--- Dataset entries ---

PR #1050, opened 2024-03-07
remarks in destruction is now optional

### LINKED ISSUE #1047: Remarks in Destruction should be optional
The `Remarks` field is currently mandatory for `Destructions` / `Edit`.  It should be optional.

**Update**: we need to make remarks optional for `CREATE`, too.  The field is nullable in the schema, so that's not preventing `Create`.  I _think_ it's because the form needs to be made `dirty` before `Create` works.

TahaKhanAbdalli:
fixes #1047


IanMayo (approved):
Tested and working.

PR #1054, opened 2024-03-14
1052 update schema for new auth - DO NOT MERGE

### LINKED ISSUE #1052: Auth: 0.1 - Update users
We have to make some database updates to prepare for adopting soul-auth.

I _Think_ this is the logical flow:
1. Refactor `users` to `_users`
    a. manually remove relevant foreign key constraints in SQLite
    b. rename table
    c. manually re-create foreign key constraints
    d. rename table in T/S
    e. rename table name used in mock dataset
2. Rename columns in _users: 
    a. rename `password` to `hashed_password`
    b. rename `staffNumber` to `username`
    c. introduce `is_superuser` boolean field, set to false by default
    d. introduce `salt` string field, set to blank by default
    e. update field names in T/S (and in the T/S definition for user)
    f.  update generation code for mock dataset
3. Check app & auth still work as expected

IanMayo:
Fixes #1052 

Note: this is imcomplete.   The app now tries to access the `_users` table, but the resource is now called `_users` too.  Ideally, the resource would still be `user`.

**Important**: we won't use this branch. We'll use @TahaKhanAbdalli 's version #1055


IanMayo:
Drop this, it has been fixed separately

PR #1055, opened 2024-03-14
#1052 update user table

TahaKhanAbdalli:
This is a good piece of work. Well done Taha.

Some feedback:
- in the left-hand list of pages it says `users`, it should be `Users`
- I think you need to do some refactoring of `staffNumber` to `username` in the TS code


src/providers/authProvider/permissions.ts
```diff
@@ -28,9 +29,38 @@ const permissions: Record<UserRole, ResourcePermissions> = {
 
 export default permissions
```
IanMayo, line 31: Hello @TahaKhanAbdalli - I think VAL can be simpler than this. I don't think VAL needs to think about roles or permissions. VAL can ignore these. I think we can remove the concept of permissions from VAL. We just make the request of Soul, and either Soul will return result, or return an error indicating "unauthorised access".

Aah, hold on.  The client-side does need to know about the current user permissions, since we need to know whether to provide create/edit buttons.  Hmm, we _could_ hard-code those in T/S (since that is how we did it previously).  Then, Soul-auth is a `fall-back` - only allowing REST interactions that the user is authorised to do.

Hmm, I think our clients would probably prefer this to be configured in SQLite, than hard-coded in T/S.

So, that's an argument for accessing roles and permissions in the way you've been doing.

Well done, Taha - carry on. 🤣 .

Any thoughts?

TahaKhanAbdalli: Actually, we are rendering our UI according to `permissions`. So that's why we are doing this.

src/providers/authProvider/index.ts
```diff
@@ -18,7 +18,7 @@ import axios, { isAxiosError } from 'axios'
 import bcrypt from 'bcryptjs'
 
 export const getUser = (): _Users | undefined => {
-  const encryptedUser = getCookie(constants.TOKEN_KEY)
+  const encryptedUser = getCookie('accessToken')
```
IanMayo, line 21: @TahaKhanAbdalli - we use this string here and at line 38.  Could we use a constant instead, please?

src/providers/authProvider/index.ts
```diff
@@ -37,18 +35,24 @@ const setToken = (token: string): void => {
...
-  // removes it
-  console.log(name)
-  document.cookie = `${name}=; expires=Thu, 01 Jan 1970 00:00:00 GMT; path=/;`
+const removeCookie = (): void => {
+  document.cookie =
+    'accessToken=; expires=Thu, 01 Jan 1970 00:00:00 GMT; path=/;'
+
+  document.cookie =
+    'refreshToken=; expires=Thu, 01 Jan 1970 00:00:00 GMT; path=/;'
+}
```
IanMayo, line 52: is there a reason why we set the cookie twice?  If there is, could you add a comment please?

src/providers/authProvider/index.ts
```diff
@@ -84,11 +88,11 @@ const updateLockouAttempts = async (
   })
 }
 
-const fetchUser = async (username: string) => {
+const fetchUser = async (username: string): Promise<any> => {
   const user = await axios.get(
     `http://localhost:8000/api/tables/_users/rows?_filters=username:${username}`
```
IanMayo, line 93: we can't use a hard-coded URL - it may be served on another port.

src/providers/authProvider/permissions.ts
```diff
@@ -29,28 +29,30 @@ const permissions: Record<UserRole, ResourcePermissions> = {
...
 }
 
-const mapPermissions = (permissions: any) => {
+const mapPermissions = (permissions: any): ResourcePermissions => {
   const mappedPermissions = permissions.reduce((acc: any, permission: any) => {
     acc[permission.table_name] = {
-      read: permission.read,
-      write: permission.create,
-      delete: permission.delete
+      read: permission.read === 'true',
```
IanMayo, line 49: are these values really stored as strings?  Normally booleans are stored as `1` or `0` on SQLite.

src/providers/authProvider/index.ts
IanMayo: I'm pretty sure this hard-coded path is causing the `yarn test` failure: https://github.com/DeepBlueCLtd/RCO/actions/runs/8374624709/job/22930278394

TahaKhanAbdalli: When we wrote the test case it was fetching permissions from the frontend but now as the permissions logic is shifted to backend, therefore it doesn't find the server running to make api call to fetch permissions therefore the connection error.

IanMayo: ok, I guess we can remove the test, since  the capability is no longer provided by RCO/VAL.

IanMayo (approved):
Good fixes, thanks.

PR #1066, opened 2024-03-25
filter on batch list displayed in vertical form issue fixed

### LINKED ISSUE #1059: 5. Filters on the batch view page are displayed as a vertical column,unlike on other pages
I suggest we implement this quick fix, since it is reducing the number
of batches displayed on screen.

TahaKhanAbdalli:
fixes #1059


TahaKhanAbdalli:
I have noticed the same issue in other resources too `Live Items`, `All Items` and `Batch List`. But it is fixed now.

IanMayo (approved):
Tested and working

PR #1067, opened 2024-03-26
Logging in as a user with no role gives blank page issue resolved

### LINKED ISSUE #1062: 1.  Logging in as a user with no user type set gives a blank page
This functionality will move from `VAL" to "Soul" in the "Soul-Auth"
update.  Once the transition is nearing completion we should test this
issue isn't present.

@TahaKhanAbdalli  - as we're adopting Soul-Auth, could you please check that VAL doesn't fall over if it encounters a user without a role?

TahaKhanAbdalli:
fixes #1062


IanMayo (approved):
Solution is logical.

---

* [What you will do]:
Beginning at the line containing "### LINKED ISSUE #1062: 1.", output exactly each line up to and including the last line of the material above.

* [Response to the exercise]:
### LINKED ISSUE #1062: 1.  Logging in as a user with no user type set gives a blank page
This functionality will move from `VAL" to "Soul" in the "Soul-Auth"
update.  Once the transition is nearing completion we should test this
issue isn't present.

@TahaKhanAbdalli  - as we're adopting Soul-Auth, could you please check that VAL doesn't fall over if it encounters a user without a role?

TahaKhanAbdalli:
fixes #1062


IanMayo (approved):
Solution is logical.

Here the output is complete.